Tuesday, June 08, 2010

read LAS data with R

Finding software to read LAS files can be difficult, support for 3D data is still hard to come by.

R's support for the "raw" data type provides a very neat way of reading data from binary files, such as LAS files. These files have a header containing metadata that is used to specify reading from the bulk data in the file. Essentially, you can read large sets of records at once into a raw matrix with readBin and then use the indexing tools to extract the relevant bytes for each element of the record.

This means that the bulk read is fast, and processing is also vectorized as the raw matrix can then be read in index pieces by readBin. I've done this in a simplistic way in the following functions.

  • "publicHeaderDescription" - function returns a list generated to hold information about the header 
  • "readLAS" - read file function

It works for some LAS files that I have and returns a matrix of record values. Certainly it works fast and efficiently enough for smallish files. I really don't have experience with the likely range of sizes of these files.  I've included "skip" and "nrows" arguments to allow for chunked/partial reading.
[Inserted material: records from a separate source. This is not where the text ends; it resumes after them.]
PR #399, opened 2019-03-25
Small interp stuff

o-:


rir/src/common.h
```diff
@@ -4,8 +4,7 @@
 #include <cassert>
 #include <cstdint>
 
-// TODO force inlining for clang & gcc
-#define RIR_INLINE __attribute__((always_inline)) inline
+#define RIR_INLINE inline
```
charig, line 7: Yes. According to this: http://gcc.gnu.org/onlinedocs/gcc/Inline.html, we should also start moving macros to inline functions

rir/src/interpreter/interp.cpp
```diff
@@ -1007,11 +1007,13 @@ enum op { PLUSOP, MINUSOP, TIMESOP, DIVOP, POWOP, MODOP, IDIVOP };
     do {                                                                       \
         SEXP a = ostack_at(ctx, 0);                                            \
         SEXP b = ostack_at(ctx, 1);                                            \
-        if (TYPEOF(a) == res_type && NO_REFERENCES(a)) {                       \
+        if (NO_REFERENCES(a)) {                                                \
```
charig, line 1010: Yes. I do not why but I noticed we do much more checks than `gnu-r`.

charig (approved):

rir/src/common.h
o-: I fear we will actually regress a bit over this. but I was getting sick of figuring out where to put the RIR_INLINE's and in the end just making it worse. So lets try this for once and then see what happens.

PR #400, opened 2019-03-25
Force constant promises for better dispatch from GNUR

Jakobeha:
Currently, when dispatching, if an argument is an unbound promise we "give up" and don't assume anything about it. In this PR, we inspect the source of the promise. If it's simply a constant, we will "force" the promise, so that we can dispatch an eager non-obj version of the function.

This makes it so when we run code like `f(10); f(10); f(10)` in GNUR (e.g. from the REPL), PIR can infer that `f` is being called with an eager non-obj, and compile/dispatch a better version of it.

Later, we could also check variables referring to constants by loading them from the environment. If the variable is a promise, instead of forcing it, we'd either give up or "safe force" it again. But in the latter, we should probably have a counter, so we don't waste too much time only to realize we can't actually compute the promise without possible side effects.

I looked at how GNU-R forces promises, from https://github.com/reactorlabs/gnur/blob/c575dedb863481e6b6e904525a44a0fc2d65e7a6/src/main/eval.c.

### DIFF
--- a/rir/src/interpreter/safe_force.cpp
+++ b/rir/src/interpreter/safe_force.cpp
@@ -18,8 +18,8 @@ SEXP safeEval(SEXP e, SEXP rho) {
             // TODO: Is this possible? Should it be assert(false)?
             return R_UnboundValue;
         }
-        Case(BCODESXP) { assert(false); }
-        Case(EXTERNALSXP) { assert(false); }
+        Case(BCODESXP) { return R_UnboundValue; }
+        Case(EXTERNALSXP) { return R_UnboundValue; }
         // TODO : some code (eg. serialize.c:2154) puts closures into asts...
         //        not sure how we want to handle it...
         // Case(CLOSXP) {
--- a/rir/src/interpreter/safe_force.cpp
+++ b/rir/src/interpreter/safe_force.cpp
@@ -8,7 +8,7 @@
 
 namespace rir {
 
-SEXP safeEval(SEXP e, SEXP rho) {
+static SEXP safeEval(SEXP e, SEXP rho) {
     Match(e) {
         // Function application
         Case(LANGSXP) { return R_UnboundValue; }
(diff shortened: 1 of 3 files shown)


rir/src/interpreter/safe_force.cpp
```diff
@@ -0,0 +1,68 @@
...
+#include "R/RList.h"
+#include "R/Sexp.h"
+#include "R/Symbols.h"
+#include "R/r.h"
+
+#include <assert.h>
+
+namespace rir {
+
+SEXP safeEval(SEXP e, SEXP rho) {
```
o-: please mark functions only used within one cpp file as static

o- (approved):

Jakobeha:
Applied, should I merge now?

Jakobeha:
Applied changes, should I merge?

o-:
> Applied changes, should I merge?

sure

o-:
@Jakobeha  this seems to regress quite a lot: http://rflies.rir.o1o.ch/changes/?tre=10&rev=3efc5ea1af8e7e62dc5d6145deacae055299dfcd&exe=1&env=1

I think you have to somehow make your check faster.  For many callsites and many argumetns this whole branch (https://github.com/reactorlabs/rir/pull/400/files#diff-0aeab869947b153815cf78fca363e967R38) here will be executed on every invocation. that's just too much overhead and you need to have a quicker check.

something like 
```
if (PRVALUE(a) != R_UnboundValue)
    return PRVALUE(a);
auto t = TYPEOF(PRCODE(a));
if (t == SYMSXP || t == LANGSXP || t == PROMSXP || t == BCODESX || t == EXTERNALSXP)
    return R_UnboundValue;
```
might do the trick. this should speed up the case, where we don't win anything and any further work just adds overhead.

o-:
Also, an additional note: this can only happen when calling from R to rir/pir, right?

so we should probably only do this when calling from R to rir, and never when calling rir -> rir

Jakobeha:
`safeForcePromise` will only be run when we call with stack args, so it shouldn't ever happen in RIR (although later we should probably safe-force the implicit args from RIR too).

It would happen when calling from PIR to PIR though (if PIR already set the promise value it will simply return that, but otherwise it will try to safe force). I added an explicit flag in PIR to `call` which prevents the latter, although I'm not sure if that would add more overhead.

The remaining work I see involves:

  • wrap the "chunked" read so large files can be processed in parts
  •  return only specified attributes from each record (can be x, y, z, gpstime, intensity)
  • extract all components of the records, and generalize for LAS 1.1, 1.2, ... (there is minor handling of gpstime presence or absence, but nothing else)
  •  re-organize the header read and arrangement (what I've done was easy enough for me to understand, but it's a bit of a mess)
  • (no doubt many more general improvements I haven't thought of)

To use:

## sample LAS file from here: http://liblas.org/samples/
f <- "Lincoln.las"

## [1] 185.5660 Mb
  lasdata <- readLAS(f)
# user system elapsed

# 4.04 0.62 6.93
# [1] 9278073 4

#[1] "x" "y" "z" "intensity"

Optionally the list of header components (some extracted as actual data, some left in their "raw" form) can be returned instead of data using "returnHeaderOnly=TRUE".